Hierbei müssen die US-Unternehmen v.a. zwei Dinge in ihre Vertragsentwürfe einflechten. Einerseits hinreichende Garantien, dass ein Zugriff von US-Behörden nur erfolgt, wenn der damit verbundene Eingriff verhältnismäßig ist. Und andererseits, dass die betroffenen EU-Bürger hinreichende Klagerechte haben. Das ist vertraglich darstellbar. Doch ein langer Weg.

Lösungsmöglichkeit # 2: Standardvertragsklauseln

Der zweite Lösungsvorschlag ist längst in aller Munde. Der Umstieg auf von der EU-Kommission vorformulierte Vertragsmuster, mit denen sich die US-Unternehmen zur Achtung der in der Europäischen Union geltenden Datenschutzstandards verpflichten. 

Der Vorteil dieser Lösung liegt auf der Hand. Die meisten US-Unternehmen haben diese Klauseln längst zu ihren Vertragsbestandteilen gemacht.
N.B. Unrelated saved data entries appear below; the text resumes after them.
PR #4, opened 2020-08-02
Implement QUIC traits with Quinn

stammw:
Here is  a completely untested QUIC traits implementation with `quinn`.

It's based on #3 and contains some change suggestions to it. The draft status should disappear along with them.


seanmonstar:
I've merged #3. This looks really cool! I think we could have the integrations be in a separate crate, especially since this is creating new structs to implement the traits on anyways. We could create an `h3-quinn` directory with these types. I'm happy to do that busywork if you want.

stammw:
Yeah that makes more sense. Thanks!

stammw:
So I've got this sorted out with workspaces. I hope this what you meant ?

I also got rid of `Pin<&mut Self>` params.

h3-quinn/src/lib.rs
```diff
@@ -0,0 +1,291 @@
...
+            return Poll::Ready(Ok(Some(chunk)));
+        };
+
+        ret
+    }
+
+    fn stop_sending(&mut self, error_code: u64) {
+        let _ = self
+            .stream
+            .stop(VarInt::from_u64(error_code).expect("invalid error_code"));
```
stammw, line 227: Do you think it's fine to panic if the error code is invalid here ? Or could we transfer the bound check to the user, accepting something like `VarInt` ?

seanmonstar: Yea, this was something I couldn't decide. I think there's these options (I could be missing some):

- Add some `h3::quic::ApplicationErrorCode` type that enforces the invariants. The downside is you'd probably need to convert *that* into a `u64` and then convert that into the QUIC-library-specific type, which means just check the value twice...
- Pass a `u64` and if it is bad, panic.
- Pass a `u64` and if it is bad, ignore it.
- Pass a `u64`, and if it is bad, return an error. That'd need us to change `stop_sending` to return `Result<(), Self::Error>`.

seanmonstar:
Awesome, yes this is what I had in mind! So it looks like we can't require Rust 1.39 as the minimum version (I just picked that since that's currently in hyper). Do you know what version Quinn does require?

h3-quinn/src/lib.rs
stammw: After all I guess setting it to `VarInt::MAX` if beyond the (sole) upper bound is a good trade-off. This is what I've just done. Normally, users should pass an `HttpError` enum value, and an unknown value does not represent a critical condition for the peer. 

This should be the broadest behavior, to fit most QUIC impls. 

Note that `VarInt` is not an only-QUIC thing. It is used for most integer values in h3 also: frame headers, stream types. And, it is a very simple type that as a upper bound check and is encoded with a "size hint" prefix on the most significant bits. It is not really an implementation-specific behavior.

`quinn-h3` uses `quinn::VarInt` and I think `h3` could as well. I'll open an issue for that matter.

stammw:
I don't know if there is a particular rust version target for `quinn`. `h3` being a major addition for `hyper`, I guess It wouldn't take much to bump the supported rust version along with its integration. This is an ultra-easy transition for the users IMHO.

seanmonstar:
Yea I'm not super worried about needing a newer version, I just like to have it recorded in CI, so we know whenever it needs to change. We can update the value in CI in this PR to make it happy with Quinn.

stammw:
Okay, so 1.40 is enough.
I had to tweak the doc checks in the CI a bit.

h3-quinn/src/lib.rs
```diff
@@ -0,0 +1,286 @@
...
+    generic::{
+        Connection, IncomingBiStreams, IncomingUniStreams, OpenBi, OpenUni, RecvStream, SendStream,
+    },
+    ConnectionError, ReadError, VarInt, WriteError,
+};
+use quinn_proto::crypto::Session;
+
+use h3::quic;
+
+struct QuinnConnection<S: Session> {
```
jxs, line 22: shouldn't it be public, so that it can then be passed to `h3::server::Connection::handshake`?

stammw: Yes that should! Plus a `new(quinn::Connection)` function should be handy here. Thanks!

jxs: also NIT: since this is already under the quinn-h3 name could be just Connection and then let the importer rename if conflicting

stammw: Do you mean `QuinnConnection` should be named `Connection` ?

jxs: yeah, and then if/when naming conflicts occur, you can import with `use quinn_h3::Connection as QuinnConnection`

stammw: That's actually a lot better, I thought I would need those prefixes, but no.

stammw:
So we're fine to merge? Should I squash the commits as the green github button suggests ?

seanmonstar:
Squash or rebase, if the commits make sense separated. If the commits are just addressing review feedback, then they should probably be squashed.

PR #13, opened 2020-08-08
add hyper's BufList implementation

jxs:


stammw:
Nice! I'm not sure it has its place in `h3::proto` though. It will be used in `h3::frame` only.

jxs:
yeah i was not sure about it being in `h3::proto`, moved it to `h3::frame`

h3/src/lib.rs
```diff
@@ -1,4 +1,5 @@
 #[deny(missing_docs)]
 pub mod quic;
 
+mod frame;
```
stammw, line 4: Maybe we should silence all the "unused" warnings with temporary `#[allow(dead_code)]`. Then removed them once they are effectively used through public API.

h3/src/frame/mod.rs
```diff
@@ -0,0 +1 @@
+pub(crate) mod buf;
```
stammw, line 1: Let's keep this only accessible in the `frame` module for now.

Eigentlich ist diese Lösung schon da. 

Doch auch hier gibt es einen Nachteil: Mit Recht merken viele Stimmen an, dass nach dem Urteil des Europäischen Gerichtshofes, die Frage im Raum steht, ob US-Unternehmen die Standardvertragsklauseln überhaupt erfüllen können. Es ist zu erwarten, dass europäische, aber v.a. deutsche Aufsichtsbehörden hier sehr zeitnah eine klare Auffassung vertreten, nämlich, dass die Standardvertragsklauseln bei US-Unternehmen nur schwer denkbar sind.  

Ich denke, dass darüber erneut Gerichte entscheiden werden. Meine private Meinung ist, dass die Standardvertragsklauseln auch bei US-Unternehmen ausreichend sind. Wenn diese Unternehmen gegen diesen Vertrag verstoßen, setzen sie sich Schadenersatzansprüchen aus. So ist das im Recht. 

Lösungsmöglichkeit: Artikel 49 DSGVO

Der Europäische Gerichtshof höchstselbst hat einen eigenen Lösungsvorschlag gemacht. Es stünde doch Artikel 49 DSGVO bereit. Diese Norm, die kaum bekannt ist, lässt in eng begrenzten Ausnahmefällen eine Datenverarbeitung in unsicheren Drittländern zu, selbst wenn alle anderen Garantien scheitern. Diese Fälle sind weder im Beschäftigtendatenschutz noch im Marketingbereich flächendeckend einsetzbar. Anders ausgedrückt: Der Europäische Gerichtshof ist der möglicherweise der Meinung, dass in Zukunft Datenverarbeitungsvorgänge in den USA die Ausnahme bleiben sollte.